Member Reviews

I really shouldn’t have embarked on this book as I am totally unqualified to judge it, being woefully ignorant about economic theory. I should have paid more attention to the description – I thought it was a straightforward biography. Which, to an extent, it is, and that aspect of the book I did enjoy. But when it came to the description and analysis of Adam Smith’s thinking I was out of my depth. It appeared, nevertheless, to be an authoritative and well-researched tome and thus I feel fairly confident in rating it highly. Others certainly have.

Journalists, commentators and even academics are prone to quoting the best soundbites from The Wealth of Nations in ways that show that they haven't read the original work. The temptation is great because Smith appears to have been uncannily prescient and some of his critique seems directly pertinent to the modern economic environment. But there is much more to Smith's work than those choice morsels. In this book Jesse Norman gives a brief biography of Smith - necessarily brief as little is known about his personal life - and then places his work in its historical context, which is important to any useful interpretation. Norman then provides Smith's intellectual biography, demonstrating links contemporaneous thinking which influenced him and very effectively showing the breadth of Smith's thought and its links beyond economics. Enough of a taste of Smith's less famous writings is included to tempt the interested reader to go back to the original sources. I enjoyed reading this book very much: Norman manages to write in a way that engages the general reader but does not lose academic rigour, no easy task. I remain somewhat astonished that a serving government minister could find the time to produce a work of this nature!

This book is not only a biography of Adam Smith, one of the greatest economists of all time, but it also provides insight and information on the economy and even on how Adam Smith's effects on sociology. Very fascinating read!

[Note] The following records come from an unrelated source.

PR #507, opened 2020-05-26
Refs #29512 - Add a default to stop_services

ekohl:
d687c2fa56efb223781078564f45f19310df0306 added this but it's also called without arguments.

Fixes #29906


wbclark (approved):
LGTM.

Adam Smith is the most influential political economist ever lived and without much doubt one of the most influential social scientists of any kind. According to Jesse Norman, a British politician and one of the few conservative thinkers today in Britain, Smith is not only the father of economics but also the father of social psychology. He urges us to think about Adam Smith not only as an economist but also as a moral philosopher. In his eloquent book Adam Smith: What he thought and why it matters, Norman deals with the two great works of Adam Smith, The Theory of Moral Sentiments and The Wealth of Nations, as well as his unpublished works such as his lectures on jurisprudence and an early essay on astronomy, not individually, but as one coherent account of Smith’s thinking.
Norman says that there are two views of Adam Smith which can we contrast, one is the Smith the market ‘fundamentalist’, an advocate of selfishness and in a way an apologist for human inequality, and the other view, that of the ‘libertarian’ Smith who advocates the abolition of interventions. Neither of these views is correct, he argues.
For Smith, markets are not merely the economic atomistic entities of the current, prevailed economic thinking. They are dynamic and evolved institutions comprised of people (individuals) who have different preferences, change their minds, and react differently to other people’s needs and preferences.
‘Smith’s science of man is not merely a theory of evolution: it is certainly a core part of the theory of evolution,’ writes Jesse Norman and argues that Smith’s writing “exercised a strong indirect influence on Charles Darwin,” who studied both Adam Smith and John Locke.
Smith’s message was a liberalizing market, away from 18th century interventions from state, church and guilds. He believed that the removal of impediments to trade would not only create wealth and prosperity but also greater equality. Adam Smith is not a theorist of capitalism-Smith wrote The Wealth of Nations 50 or 60 years before the development of capitalism-he is a theorist of markets, of a commercial society where no man is subordinate, but every man is a merchant and lives by exchanging goods and services. Smith founds this commercial society on moral values and on a role for government in the state, which also evolve over time.
The outbreak of the 2008 financial crisis wiped out much of the public credibility of economics itself and initiated a discussion about the failure of Adam Smith’s optimistic vision of history. But this again shows a misunderstanding of Smith’s work, in which one of the main themes is that markets fail without a moral culture. It also explains why Smith viewed political economy as part of moral philosophy. Smith was in fact “far from being a believer in the importance of great wealth,” says Jesse Norman. He wrote in The Wealth of Nations:
‘All for ourselves, and nothing for other people seems, in every age of the world, to have been the vile maxim of the masters of mankind.’
A fascinating book, which highlights some of the misconceptions of Adam Smith and asks us all to reflect more deeply about societies, cultures and economics.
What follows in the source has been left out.